Systems Engineering

Designing a Multi-Region Postgres Topology: Read Replicas, Logical Replication, and Safe Failover

Learn how to build a resilient multi-region PostgreSQL topology. Deep dive into logical replication, replication lag, geo-routing, and disaster recovery strategies.

Sachin SharmaCreator

Jun 1, 2026

5 min read

Designing a Multi-Region Postgres Topology: Read Replicas, Logical Replication, and Safe Failover

Featured Resource

Quick Overview

Learn how to build a resilient multi-region PostgreSQL topology. Deep dive into logical replication, replication lag, geo-routing, and disaster recovery strategies.

Designing a Multi-Region Postgres Topology: Read Replicas, Logical Replication, and Safe Failover

As SaaS applications expand globally, hosting your database in a single cloud region becomes a severe liability. If your application servers in Frankfurt or Singapore have to reach back to Virginia for every SQL query, database latency will ruin the user experience. Furthermore, a single region outage can cause total service downtime.
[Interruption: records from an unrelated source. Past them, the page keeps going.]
Issue #1250, opened 2022-05-25
Move `FfiConverter` definition into the scaffolding code


bendk:
This is something we've discussed a few times over the year I've been working on UniFFI, I think that maybe it's time to do it.  The reason is to better support a macro-based interface definitions.  Here's a rundown of the issue:

### The FfiConverter trait allows us to generate the scaffolding code without knowledge of the entire `ComponentInterface`, but it gets tricky with user types.

We want to allow the exported interface to be split up over multiple Rust modules.  We also want the proc-macros to be able to generate the scaffolding code.  This is tricky because the proc-macro can't "see" the code in other modules when it generates the scaffolding.  However, we can leverage the `FfiConverter` trait to make this work.

For example, suppose the definitions of `Line` and `Point` in the `geometry` crate were split out into the `geometry.types` module.  Then in the main module, we needed to generate scaffolding functions that input/output those types.

Based on this code:
```
use types::Line;

#[uniffi::export]
fn gradient(ln: Line) -> f64 { ... }
```

We can (almost) generate a scaffolding function like this:

```
pub extern "C" fn geometry_eb69_gradient(
  ln: <Line as FfiConverter>::FfiType,
)  -> <f64 as uniffi::FfiConverter>::FfiType {
  <f64 as uniffi::FfiConverter>::lower(
      gradient(<Line as FfiConverter>::try_lift(ln))
}
```

It's pretty cool how we can generate this function without knowing how `Line`s are lowered or lifted.  However, right now this code will fail because we don't implement `FfiConverter` for `Line` or any other user types.

For structs, records, objects we don't implement `FfiConverter` directly on the type itself.  The reason we do this is `FfiConverter` is defined in the `uniffi` crate, the implementation lives in the library crate that we're generating scaffolding for, and some of our types live in a 3rd crate (for example `SqlInterruptHandle`).  In these cases, the Rust orphan rule prevents the library crate from implementing `FfiConverter` on the type since both the type and trait are defined in other crates.

There are a few way to handle this, but my proposal is to change this so `FfiConverter` is defined by the generated scaffolding code, in the library crate.

### How would FfiConverter work if it was defined in the scaffolding code?

If `FfiConverter` was defined in the scaffolding code, then we couldn't reference it from the `uniffi` crate.  I think most things would continue to work fine though.
  - We used to have generic functions that used `FfiConverter` as a trait bound in `rustcalls.rs`, but we don't anymore.  So I don't think that would be an issue.
[...]

PR #1373, opened 2022-10-18
Remove FfiConverter types

jplatte:
For enums, records, errors and callback interface, instead of there being a separate `FooFfiConverter` that implements `FfiConverter<RustType = ActualType>`, the actual type will now always implement `FfiConverter` itself. Within the trait, `Self` now takes the place of `Self::RustType`.

This means users can no longer define `dictionary`'s or `enum`s in UDL when the underlying Rust type is defined in another crate. However, the `typedef extern` feature continues to work, in a slightly different way (see updated docs).


bendk:
This definitely cleans up the scaffolding code by a significant amount.  It means that it's going to be harder for projects to use remote types in their UniFFI interfaces if those types come from third party crates.  I believe the proposal is to wrap those types in a newtype, is that right?

If those remote types are from a different crate in the same workspace or in general a different crate that you control, then it means you need to implement `FfiConverter` in that crate.  I assume that's easy with a macro.  For users still on UDL does this mean they need to manually implement it for now?

Note that there's a lot of discussion of this in #1250.  I proposed an alternative system that wouldn't require a newtype, but would be more complex internally.  I think I've been convinced on this approach though, since AFAICT we don't currently use any remote types from 3rd-party crates and don't have any plans to.

What do others think?

jplatte:
Well, we seem to actually be using the same pattern in at least one instance so maybe I should actually work on allowing cross-crate usage of the proc-macro before we merge this PR..

examples/custom-types/src/lib.rs
```diff
@@ -40,7 +46,7 @@ pub struct CustomTypesDemo {
 
 pub fn get_custom_types_demo(v: Option<CustomTypesDemo>) -> CustomTypesDemo {
     v.unwrap_or_else(|| CustomTypesDemo {
-        url: Url::parse("http://example.com/").unwrap(),
+        url: url::Url::parse("http://example.com/").unwrap().into(),
```
mhammond, line 49: I'm not that keen on this change - it forces us back into using the wrapper explicitly, which the `UniffiCustomTypeConverter` was added explicitly to avoid.

The other direction of this can be demonstrated by adding to the udl, say:
`string rt_url(Url url);`
and the matching impl:
`pub fn rt_url(url: url::Url) -> String { url.into() }`

works on main and fails with this patch. For our use-case, this would mean that every public function we have, which uses `url::Url` can't be exposed directly and will need to change to use the wrapper type or jump through other hoops.

IOW, we previously had a solution that involved wrapper types, but added `UniffiCustomTypeConverter` because the wrapper types are a PITA. I'm 100% up for changing the implementation, but not really up for regressing the capability.

mhammond (changes requested):

examples/custom-types/src/lib.rs
mhammond: eg, [this udl](https://github.com/mozilla/application-services/blob/7155bbb4a9b091a272cae01f98e8ceefe9235160/components/places/src/places.udl#L65) has [this impl](
https://github.com/mozilla/application-services/blob/7155bbb4a9b091a272cae01f98e8ceefe9235160/components/places/src/ffi.rs#L271) - and obviously every other use of `Url` in that udl.

jplatte:
Superseded by #1444.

To deliver sub-50ms global performance and maximum resilience, you need a Multi-Region Database Topology.

While global caching works for static assets, transactional data requires complex replication topologies. In this guide, we'll design a production-grade Multi-Region PostgreSQL Topology using physical streaming replication, logical replication, geo-aware routing, and automated failover orchestrators.

⚡ 1. Replication Paradigms: Physical vs Logical

PostgreSQL offers two main mechanisms to synchronize data between database nodes across geographic regions:

A. Physical (Streaming) Replication

Physical replication transfers exact, byte-for-byte binary changes (Write-Ahead Logs - WAL) from a primary node to read replicas.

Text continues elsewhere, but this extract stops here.